▶ _HOW TO COMPLETE THIS TASK_:
In the records below, find the line that contains "Requires a release" and the line that contains "I'll probably be", then retype exactly those two lines and every line between them.
[SUPPLIED DATA Boundary: Start]
PR #343, opened 2019-09-11
Allow % in IPv6 addresses to support zone identifiers.

### LINKED ISSUE #322: Zones in link-local IPv6 addresses seems to be not supported.
```rust
extern crate http;

fn main() {
    use http::uri::Uri;
    use std::str::FromStr;
    Uri::from_str("http://[fe80::1%25eth0]:8080/").unwrap();
}
```

`InvalidUri(InvalidAuthority)`.

It parses if I omit the zone index (`%25eth0`), but such URI is expected to be unconnectable by itself.

Should `http` crate support [RFC6874](https://tools.ietf.org/html/rfc6874) and allow link-local IPv6 in URLs?

ComputerDruid:
https://tools.ietf.org/html/rfc6874 explains that %25 can be used to
indicate a "zone identifier", useful for IPv6 link-local addresses.

Fixes #322

### DIFF
--- a/src/uri/authority.rs
+++ b/src/uri/authority.rs
@@ -627,4 +627,13 @@ mod tests {
         let result: Authority = authority_str.parse().unwrap();
         assert_eq!(result, authority_str);
     }
+
+    #[test]
+    fn rejects_percent_outside_ipv6_address() {
+        let err = Authority::parse_non_empty(b"1234%20[fe80::1:2:3:4]").unwrap_err();
+        assert_eq!(err.0, ErrorKind::InvalidAuthority);
+
+        let err = Authority::parse_non_empty(b"[fe80::1:2:3:4]%20").unwrap_err();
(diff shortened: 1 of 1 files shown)


ComputerDruid:
Note: https://github.com/hyperium/hyper/pull/1937 implements the support in hyper.

src/uri/authority.rs
```diff
@@ -103,15 +103,20 @@ impl Authority {
                 }
                 b':' => {
                     colon_cnt += 1;
-                },
+                }
                 b'[' => {
                     start_bracket = true;
+                    if has_percent {
+                        // Something other than the userinfo has a `%`, so reject it.
+                        return Err(ErrorKind::InvalidAuthority.into());
```
erickt: Can you add a test case that verifies this error gets returned?

ComputerDruid: Done.

PR #348, opened 2019-10-28
Refactor Method::is_idempotent

XAMPPRocky:
This refactors the method into a single condition to try to provide better code readability.


sfackler:
The changed implementation is broken. PUT and DELETE are idempotent but not safe.

PR #350, opened 2019-11-11
bytes: require 0.4.4

mathstuf:
Various APIs used in this crate were added in 0.4.4.

### DIFF
--- a/Cargo.toml
+++ b/Cargo.toml
@@ -21,7 +21,7 @@ keywords = ["http"]
 categories = ["web-programming"]
 
 [dependencies]
-bytes = "0.4"
+bytes = "0.4.13"
 fnv = "1.0.5"
 itoa = "0.4.1"
 


mathstuf:
Hrm. Seems `bytes` itself needs some work for minimal-versions in some cases. I'll have a followup within a few days.

mathstuf:
Requires a release of https://github.com/tokio-rs/bytes/pull/312

mathstuf:
I poked the bottom of this PR hole; hopefully it can cause some movement to let this get merged :) .

carllerche:
looks like a conflict ::(

mathstuf:
Not surprising; I'll rebase once the dependent PRs are merged (and have a release on crates.io to depend on).

dekellum:
Conflict with #364 and specifically 845fdd1?

mathstuf:
Well, this might need to go to 0.1.x as well now because of that :) .

dekellum:
Branch whack-a-mole!   Seriously, thanks for trying to fix this. I hope there is a potential for an 0.1.21 with the fix, as I suspect some projects will need to support both http 0.1 and 0.2 for some transition period.

mathstuf:
I'll probably be back for 0.2 at some point. I've got a lot of plates in the air for my own set of crates at the moment before I can start to *actually* fix everything :) .

mathstuf:
Ping?

LucioFranco:
@mathstuf is this something we still want to go with or should we close this in favor of ensuring 0.5 has all the fixes we need?

mathstuf:
Oh, my bad. I thought this was the bottom of my stack. This will need the PR mentioned above first. Sorry for the noise. Going down one level deeper.

kaj:
If there is action on #440 this should probably just be closed as semi-duplicate.

mathstuf:
I'm more interested in `minimum-versions` support, so if that fixes it, I'm fine with that.

robjtede:
this can be closed

mathstuf:
It looks like #440 also got closed. Would another minimal versions support PR make it any further?

seanmonstar:
Yea, it'd be a good thing to add to CI. Sorry we missed these, but we have more attention now.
[SUPPLIED DATA Boundary: End]
▶ _THE COMPLETED TASK_:
Requires a release of https://github.com/tokio-rs/bytes/pull/312

mathstuf:
I poked the bottom of this PR hole; hopefully it can cause some movement to let this get merged :) .

carllerche:
looks like a conflict ::(

mathstuf:
Not surprising; I'll rebase once the dependent PRs are merged (and have a release on crates.io to depend on).

dekellum:
Conflict with #364 and specifically 845fdd1?

mathstuf:
Well, this might need to go to 0.1.x as well now because of that :) .

dekellum:
Branch whack-a-mole!   Seriously, thanks for trying to fix this. I hope there is a potential for an 0.1.21 with the fix, as I suspect some projects will need to support both http 0.1 and 0.2 for some transition period.

mathstuf:
I'll probably be back for 0.2 at some point. I've got a lot of plates in the air for my own set of crates at the moment before I can start to *actually* fix everything :) .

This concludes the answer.